Researchers at List, a CEA Tech institute, have developed a technique for distributing software across machines in complex systems. This novel technique is faster and more efficient than the traditional method.

technique repartition logiciel
© Madgooch / Fotolia

Surprisingly, one of the challenges of complex systems—made up of a large number of software applications that interact locally and simultaneously—is the long, laborious task of distributing the software across the available computing resources. List researchers have solved this problem, with a simple, time-saving approach. In research carried out in partnership with ENS Cachan and CRAN (Centre de Recherche en Automatique de Nancy), List researchers leveraged the institute's Papyrus model-based engineering studio to digitize the many command-control functions of a nuclear power plant.

Once the software bricks were ready, they had to be distributed across the available servers depending on how critical the function they determine is and the capacities of each computer.

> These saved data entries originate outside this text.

PR #3614, opened 2022-09-29
Changsets: nag on .sol but not t.sol files

maurelian:
**Description**

Changes Mergify's changeset behavior to:
1. nag when a `.sol` file is changed (it seems this was missing until now?)
3. not nag when a `.t.sol` file is changed

I tested the changes here:
- [before](https://regex101.com/r/WT6isQ/1) (note that the `h.sol` file is not matched).
- [after](https://regex101.com/r/CdvVB2/1)


tynes (approved):

mslipper (approved):

maurelian:
@mergifyio refresh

This "function allocation" step can be carried out by optimization software, which tests all of the possible solutions one by one. However, in systems of systems, this approach is too complex and, therefore, costly in terms of both human resources and time. To solve this problem, the researchers used List's Diversity algorithm validation platform to find a solution that would respond to all of the specified requirements, but without seeking optimization at all cost, "A concession that considerably reduced computation time without compromising on security or reliability."

The approach has been validated for use in the nuclear industry and could now be used to optimize complex systems in general, and, specifically, in advanced manufacturing to distribute the production of a heterogeneous set of products across several factories, for example.